Prolonged visual experience accelerates developmental synaptic downscaling via epigenetic regulation and Rab5c mediated AMPA receptor trafficking.

Environmental light significantly influences neural development, yet the specific mechanisms underlying the effects of prolonged visual experience on homeostatic synaptic scaling remain unclear. Using manipulated ambient light conditions, we observed reduced mEPSC amplitudes and visually evoked responses in 20 hr light/4 hr dark (20LE) compared to a standard 12 hr light/12 hr dark (12LE) reared Xenopus laevis tadpoles.
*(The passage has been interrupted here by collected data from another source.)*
Issue #958, opened 2015-02-15
future and mock are build dependency


krischer:
~~After merging #944 `future` is now a build dependency~~ EDIT: After merging #984 this is not longer the case.

We need to either bootstrap this or workaround it somehow. The best solution would of course be to have a non-pickled model serialization routine.

QuLogic:
And so is `mock` now.

The main thing to get this done is to rewrite the `TauBranch` class somehow. There are (2, N) instances in the model. Each instance contains a few scalars, but _also_ some arrays, which are unfortunately different lengths. So while we can turn all the scalars into (2, N) arrays, we can't turn the others into (2, N, M) since M is not fixed. Once we have only arrays, we just need to use NumPy to save it.

krischer:
Could we just serialize everything to JSON? I know its slow but it is very cross platform and the models only need to be read once.

QuLogic:
Can we do that directly? Or do we still need to encoder/decoder class to do stuff? If it's the latter, we might as well try implementing [`object.__getstate__()`](https://docs.python.org/2/library/pickle.html#object.__getstate__) in some way to get pickling through NumPy to work.

krischer:
No it would require a custom encoder/decoder. My reasoning would just be that its a more standard format then any of the filetypes numpy can serialize to.

mbyt:
numpy arrays can directly be serialized to to binary using `ndarray.tofile()`. That's absolutely cross platform, same interface as C, however, the flexible size @QuLogic mentioned is a no go for this approach :\.

krischer:
Its unfortunately not cross platform, see http://docs.scipy.org/doc/numpy/reference/generated/numpy.ndarray.tofile.html

```
This is a convenience function for quick storage of array data. Information on
endianness and precision is lost, so this method is not a good choice for files
intended to archive data or transport data between machines with different
endianness. Some of these problems can be overcome by outputting the data
as text files, at the expense of speed and file size.
```

It probably unlikely to matter for any of the platforms of interest to us but if possible we might as well support other architectures.

mbyt:
To my understanding, this is only the case, if you did not specify the endianess in the dtype you are serializing or not using this dtype for deserialization (`np.fromfile(.., dtype=dtype`). However, I never worked on a big endian architecture with numpy available .... so I cannot be sure ...

krischer:
[...]

PR #983, opened 2015-03-13
TauModel serialization to json 

megies:
Serialization of `TauModel` working on Py2, only missing the `.sMod` `SlownessModel` bit right now..


QuLogic:
I'm not super-keen on text-serialization; I don't suppose there's any way to adapt this to NumPy's saving method?

ThomasLecocq:
:trollface: why not using pandas ? :-) (no link, just kidding (and it's friday night))

QuLogic:
I haven't read it all yet, but maybe something like `np.savez_compressed(fn, **data)` would work, since you've done the work of pulling out the relevant key/values.

megies:
Yeah, I admit it's a bit ugly.. Considered `np.savez`, but I figured we can't use it because..
 - we always have arrays after deserializing.. even attributes that were originally a single float or a single bool (might not be very problematic)
 - `TauModel` has an attribute `.tauBranches` which is a 2D array of type `TauBranch`.. no chance for a simple `savez` here

megies:
> :trollface: why not using pandas ? :-) (no link, just kidding (and it's friday night))

:trollface: sadly, no belgian beer for this sprint. but our brew has 95 by the [`THE BROS`](http://www.beeradvocate.com/beer/profile/820/2560/). cheers.

QuLogic:
> we always have arrays after deserializing.. even attributes that were originally a single float or a single bool (might not be very problematic)

I _think_ it should be okay because they'd be 0-D, but might be trouble for any `isinstance` checks.

> TauModel has an attribute .tauBranches which is a 2D array of type TauBranch.. no chance for a simple savez here (show stopper)

@mbyt had some ideas in #958 for that; not sure how simple they are.

megies:
> @mbyt had some ideas in #958 for that; not sure how simple they are.

I don't see anything in there about handling the object type of `TauBranch`.
It's a complex class and I don't see how it can be handled just by numpy standard routines.. or am I missing some magic here?

QuLogic:
https://github.com/obspy/obspy/issues/958#issuecomment-74437364 - not _super_ simple, I'd guess.

megies:
> #958 (comment) - not super simple, I'd guess.

Sorry, i see the structured array part but I still son't see the handling arrays of arbitrary object types..

QuLogic:
Ah, you'd basically have to pivot them (obligatory pandas reference?) Go from array of `TauBranch.x` (single float) to `np.array` (for all branches) and from `TauBranch.a` (array) to 2D `np.array` (for all branches).

obspy/taup/slowness_model.py
```diff
@@ -634,7 +637,7 @@ def depthInFluid(self, depth):
             otherwise.
         :rtype: :class:`~numpy.ndarray` (dtype = :class:`bool`)
         """
-        ret = np.zeros(shape=depth.shape, dtype=np.bool_)
+        ret = False
```
QuLogic: I'm not sure about this?

QuLogic:
Hmm, ~430K per model (vs 256K via pickle), but we don't need one for each Python version, so I guess that's a net win?

megies:
> Hmm, ~430K per model (vs 256K via pickle), but we don't need one for each Python version, so I guess that's a net win?

Plus we can still gzip it, which makes it ~180K per model. But there's still a strange error, have to find out what is wrong with the de/serialized models..

megies:
Hmm.. Actually I've been investigating the numpy way for serialization a bit now. I think I got a way layed out that should work pretty well.

Here's an example snippet I played with that shows how to serialize an object `A` that has an 2D array attribute of class `B` which c be represented with a structured array:

```python
import random
import numpy as np


class A(object):
    def __init__(self, seed=None):
        if seed is None:
            return
        np.random.seed(seed)
        self.a = np.random.randint(0, 100, 1)
        self.b = np.random.randint(0, 100, 10)
        my_bs = [B(np.random.randint(0, 100, 1))
                 for x in np.random.randint(0, 100, 10)]
        self.my_bs = np.array(my_bs).reshape((2, 5))

    def __str__(self):
        info = ", ".join(map(str, [self.a, self.b]))
        info += "\n" + "=" * 40 + "\n"
        info += "\n".join([str(b) for b in self.my_bs.flatten()])
        return info

    def serialize(self):
        i, j = self.my_bs.shape
        bs = np.vstack([np.hstack([self.my_bs[i_][j_]._to_array()
                                   for j_ in range(j)])
                        for i_ in range(i)])
        np.savez("/tmp/pickling/a.npz", a=self.a, b=self.b, my_bs=bs)

    @staticmethod
    def deserialize():
        arr = np.load("/tmp/pickling/a.npz")
        a = A()
        a.a = arr['a']
        a.b = arr['b']
        i, j = arr['my_bs'].shape
        a.my_bs = np.array([[B._from_array(arr['my_bs'][i_][j_])
                             for j_ in range(j)]
                            for i_ in range(i)])
        return a


class B(object):
    def __init__(self, seed=None):
        if seed is None:
            return
        np.random.seed(seed)
        self.x = np.random.randint(0, 100, 1)
        self.y = np.random.randint(0, 100, 10)

    def __str__(self):
        return ", ".join(map(str, [self.x, self.y]))

    def _to_array(self):
        arr = np.empty(shape=(), dtype=[('x', 'i4'),
                                        ('y', 'i4', self.y.shape)])
        arr['x'] = self.x
        arr['y'] = self.y
        return arr

    @staticmethod
    def _from_array(arr):
        b = B()
        b.x = arr['x']
        b.y = arr['y']
        return b
#
#    def serialize(self):
#        np.save("/tmp/pickling/b.npy", self._to_array())
#
#    @staticmethod
#    def deserialize():
#        return B._from_array(np.load("/tmp/pickling/b.npy"))


if __name__ == "__main__":
    b = B(random.randint(1, 1000))
    print b
    print
    a = A(random.randint(1, 1000))
    print a
    print
    a.serialize()
    a_ = A.deserialize()
    print a_
```

So I think I'll serialize `TauModel` using `np.savez`, the above 2D array of `TauBranch`es was what worried me the most before..

mbyt:
Great example, makes sense to me. Even easier to understand the the `split(').reshape()` magic :).

> But there's still a strange error, have to find out what is wrong with the de/serialized models..

Does this resolve this strange error of the 4 extra values?

megies:
Closing in favor of #984.

PR #984, opened 2015-03-15
TauModel serialization to (compressed) numpy npz

megies:
Platform/architecture independent serialization of `TauModel` in numpy's compressed npz format and shipping models prebuilt now. Supersedes #983.


megies:
Some things to mention:
 - serialization will fail if `TauModel.tauBranches` do not have the same length in their array-type attributes (`dist`, `tau`, `time`), no idea if we can assume this fact for all scenarios
 - simple scalar attributes (e.g. of type `float`) currently end up as 0-D numpy arrays of the respective type. this could be changed but it does not seem to be a problem..
 - on my Python2 before this change `TauModel.sMod.vMod.modelName` used to be unicode, now it's `str`

obspy/taup/helper_classes.py
```diff
@@ -63,6 +63,29 @@ def __init__(self, topDepth=None, botDepth=None, ray_param=-1):
...
+    def _from_array(arr):
+        """
+        Create instance object from a structured array used in serialization.
+        """
+        depth_range = DepthRange()
+        depth_range.topDepth = arr[0]
+        depth_range.botDepth = arr[1]
+        depth_range.ray_param = arr[2]
+        for key, value in zip(['topDepth', 'botDepth', 'ray_param'], arr):
+            setattr(depth_range, key, value)
```
QuLogic: This is being done twice, isn't it?

obspy/taup/slowness_model.py
```diff
@@ -634,7 +637,7 @@ def depthInFluid(self, depth):
             otherwise.
         :rtype: :class:`~numpy.ndarray` (dtype = :class:`bool`)
         """
-        ret = np.zeros(shape=depth.shape, dtype=np.bool_)
+        ret = False
```
QuLogic: I still don't know why this is being changed.

obspy/taup/tau_model.py
```diff
@@ -413,3 +371,206 @@ def getBranchDepths(self):
...
+            TauModel
+            ========
+            cmbBranch <type 'int'>
+            cmbDepth <type 'float'>
+            debug <type 'bool'>
+            iocbBranch <type 'int'>
+            iocbDepth <type 'float'>
+            mohoBranch <type 'int'>
+            mohoDepth <type 'float'>
+            noDisconDepths <type 'list'> (of float!?)
```
QuLogic: Yea, apparently. It seems to get changed only when splits occur, so I'm not sure they can be predicted.

obspy/taup/helper_classes.py
megies: Right, I changed my mind while writing this.. I'll fix it

obspy/taup/tau_model.py
```diff
@@ -413,3 +371,206 @@ def getBranchDepths(self):
...
+
+    @staticmethod
+    def deserialize(filename):
+        """
+        Deserialize model from numpy npz binary file.
+        """
+        with np.load(filename) as npz:
+            model = TauModel(sMod=None, skip_calc=True)
+            # a) handle simple contents
+            complex_contents = [
```
QuLogic: simple or complex? These two lines _seem_ contradictory (though not actually.) Maybe just move the comment below this variable.

obspy/taup/slowness_model.py
megies: When going through the insides for serialization I think I found this always is a single valued array.. but yeah, I did not really make sure, so I'll revert this change.

obspy/taup/tau_model.py
megies: Doesn't matter if the size can be predicted or not in this case.

obspy/taup/tau_model.py
```diff
@@ -413,3 +371,206 @@ def getBranchDepths(self):
...
+        # a) handle simple contents
+        keys = ['cmbBranch', 'cmbDepth', 'debug', 'iocbBranch', 'iocbDepth',
+                'mohoBranch', 'mohoDepth', 'noDisconDepths', 'radiusOfEarth',
+                'ray_params', 'sourceBranch', 'source_depth', 'spherical']
+        arrays = dict([(key, getattr(self, key)) for key in keys])
+        # b) handle .tauBranches
+        i, j = self.tauBranches.shape
+        # the following only works if all branches have the same length in
+        # their array-type attributes, e.g. branch.tau has same length for all
+        # branches. this seems to be the case at least for the default models
```
QuLogic: I thought this was the main concern from the previous tickets. Maybe we're just lucky? Did you try regenerating the models after undoing the change to `depthInFluid`?

QuLogic:
Two minor documentation bits: a) how does one use a custom model (I don't think that's mentioned yet?) and b) how do we update the existing models if we change stuff.

obspy/taup/tau_model.py
QuLogic: Oh, actually, `splitBranch` is called when the model is loaded and a source depth is set. So as long as the results don't change there...

obspy/taup/slowness_model.py
QuLogic: `coarseSample` below here should be calling it with an array of layer depths, I think.

obspy/taup/tau_model.py
megies: I mean, I could also store each branch separately in serialization, it's just a bit less elegant. But I guess I should do it nevertheless.. safer beats nice looks I guess?

megies:
> Two minor documentation bits:a) how does one use a custom model (I don't think that's mentioned yet?) and b) how do we update the existing models if we change stuff.

Should be handled with 549262c and 0a4a9b73435e69623ec2063bcf8da929243bd024.

All build bots pass, so this is good to merge for me. (and then let's release as soon as possible :))

megies:
Squashed another change in there (https://github.com/obspy/obspy/commit/39739c59d5abd408aa6e93917ccd629451e2b573#diff-e2b8f78af649663610fccfa0a5c7dbedL530), rebased and force-pushed.

megies:
Rebased and force-pushed once more..

krischer:
Works fine on OSX with Python 2.7 and 3.4 :-)

megies:
..and even appveyor passing, so I'll merge this now. :cherry_blossom:

mbyt:
@megies great work!

Now we can really profit from the removal of the fortran code --- without the disadvantage of gaining a complicated and hard to maintain and debug partly broken setup.py / installation!

PR #3691, opened 2026-03-02
Speedup `import obspy` on Python 3.10+

claudiodsf:
> ⚠️  Disclaimer: I used GitHub Copilot to help diagnose the issue and to write a working solution. I then reviewed the code manually.

### What does this PR do?

Add module-level caching to reduce `entry_points()` calls from 111 to 1 during import, improving ObsPy import time by ~5x (from ~4s to ~0.74s on my machine).

On current master, import time is much slower than 1.4.2:

```bash
(master) ➜  ~ time python -c "import obspy"
python -c "import obspy"  4.04s user 1.83s system 132% cpu 4.442 total

(obspy142) ➜  ~ time python -c "import obspy"
python -c "import obspy"  0.14s user 0.07s system 55% cpu 0.379 total
```

This is related to the migration from `pkg_resources` to `importlib.metadata` (#3333). While this migration was necessary because `pkg_resources` is deprecated, it introduced a performance regression because `importlib.metadata.entry_points()` was being called 111 times during a single import.

In Python 3.10+, each call to `entry_points()` scans all installed packages in the environment, making the cumulative cost very high. With ~700 entry points installed in a typical Python 3.13 environment (mine 😉), this resulted in import times of 4+ seconds.

This PR addresses the issue by implementing module-level caching of `entry_points()`, reducing the number of calls from 111 to 1 and improving import time by ~20x (from 4.5s to 0.22s on Python 3.13 on my machine). The solution is compatible with Python 3.8-3.13, handling API differences between Python 3.8/3.9 (which return a `dict`) and Python 3.10+ (which return an `EntryPoints` object).

The new code runs much faster:

```bash
➜  ~ time python -c "import obspy"
python -c "import obspy"  1.31s user 0.15s system 371% cpu 0.392 total

# second time is even faster
➜  ~ time python -c "import obspy"
python -c "import obspy"  0.74s user 0.23s system 413% cpu 0.233 total
```

### PR Checklist
- [x] All tests still pass.

### DIFF
--- a/obspy/core/util/base.py
+++ b/obspy/core/util/base.py
@@ -378,8 +378,8 @@ def _get_ordered_entry_points(group, subgroup=None, order_list=[]):
     """
     Gets a ordered dictionary of all available plug-ins of a group or subgroup.
     """
-    # get all available entry points
-    ep_dict = _get_entry_points(group, subgroup)
+    # Copy so pop() below does not modify the lru_cache result.
+    ep_dict = _get_entry_points(group, subgroup).copy()
     # loop through official supported waveform plug-ins and add them to
     # ordered dict of entry points
     entry_points = OrderedDict()


obspy/core/util/base.py
```diff
@@ -318,17 +348,39 @@ def _get_entry_points(group, subgroup=None):
...
+                if ep.group.startswith(f'{group}.'):
+                    parent_name = ep.group[len(group)+1:]  # e.g. "MSEED"
+                    if parent_name not in subgroups:
+                        subgroups[parent_name] = []
+                    subgroups[parent_name].append(ep)
+
+            # Only include parent plugins that have the matching subgroup
             features = {}
-            for ep in eps:
-                sub_eps = tuple(importlib.metadata.entry_points(
```
claudiodsf, line 325: That's the key point: avoid calling many times `importlib.metadata.entry_points()`

claudiodsf:
Linting errors are related to other lines in `base.py` that I didn't touch in this PR.

obspy/core/util/base.py
```diff
@@ -262,6 +262,34 @@ def get_entry_point_dist_name(entry_point):
...
+
+
+def _get_all_entry_points():
+    """
+    Get all entry points, using a module-level cache to avoid repeated
+    expensive scans of all installed python packages.
+
+    Returns a flat list of all EntryPoint objects.
+    """
+    global _CACHED_ENTRY_POINTS
```
QuLogic: You don't need a global; add a `functools.(lru_)cache` decorator on this function.

claudiodsf: I didn't know this trick! Thanks for teaching me something new!

claudiodsf:
> Linting errors are related to other lines in `base.py` that I didn't touch in this PR.

Not true! Linting errors where mine 🙄 

Hopefully, fixed

filefolder:
nice work! i was wondering if it had gotten really slow or I was just getting more impatient

ThomasLecocq:
Aah ! Nice catch! I also noticed the slowdown when calling msnoise CLI (it imports obspy) :-) will review :-)

obspy/core/util/base.py
```diff
@@ -262,6 +263,22 @@ def get_entry_point_dist_name(entry_point):
...
+    """
+    eps = importlib.metadata.entry_points()
+    if not isinstance(eps, dict):
+        # Python 3.10+: convert to list
+        return list(eps)
+    # Python 3.8/3.9: flatten the dict values to a list
+    return [ep for group_eps in eps.values() for ep in group_eps]
+
+
 def _get_entry_points(group, subgroup=None):
```
d-chambers, line 283: Is it worth also caching this?

obspy/core/util/base.py
```diff
@@ -262,6 +263,22 @@ def get_entry_point_dist_name(entry_point):
     return entry_point.value.split('.')[0]
 
 
+@functools.lru_cache(maxsize=None)
```
megies, line 266: If not using size limit, maybe use `@functools.cache`? Slightly shorter and looks even better then? =)

claudiodsf: `@functools.cache` was added in Python 3.9... 😞 

https://docs.python.org/3/library/functools.html#functools.cache

obspy/core/util/base.py
claudiodsf: Done! This makes `import obspy` even slightly faster 👍

claudiodsf:
Trying again. Test were failing because of a cached dict being modified afterwards.

ThomasLecocq:
Looks good to me !

obspy/core/util/base.py
megies: Oh OK!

Prolonged light exposure accelerates the developmental decline of glutamatergic synaptic transmission via Rab5c-dependent endocytosis of AMPA receptor (AMPAR) subunits GluA1 and GluA2. The synaptic changes were accompanied by increased intrinsic neuronal excitability, but unchanged presynaptic release probability, and coincided with altered dendritic architecture. Notably, synaptic transmission and AMPAR expression were reversible upon re-exposure to standard 12LE conditions. Class I HDAC-mediated histone acetylation links epigenetic regulation to sustained AMPAR downregulation, revealing a two-stage process in which prolonged visual experience drives homeostatic synaptic downscaling through coordinated transcriptional/epigenetic mechanism and Rab5c-mediated trafficking.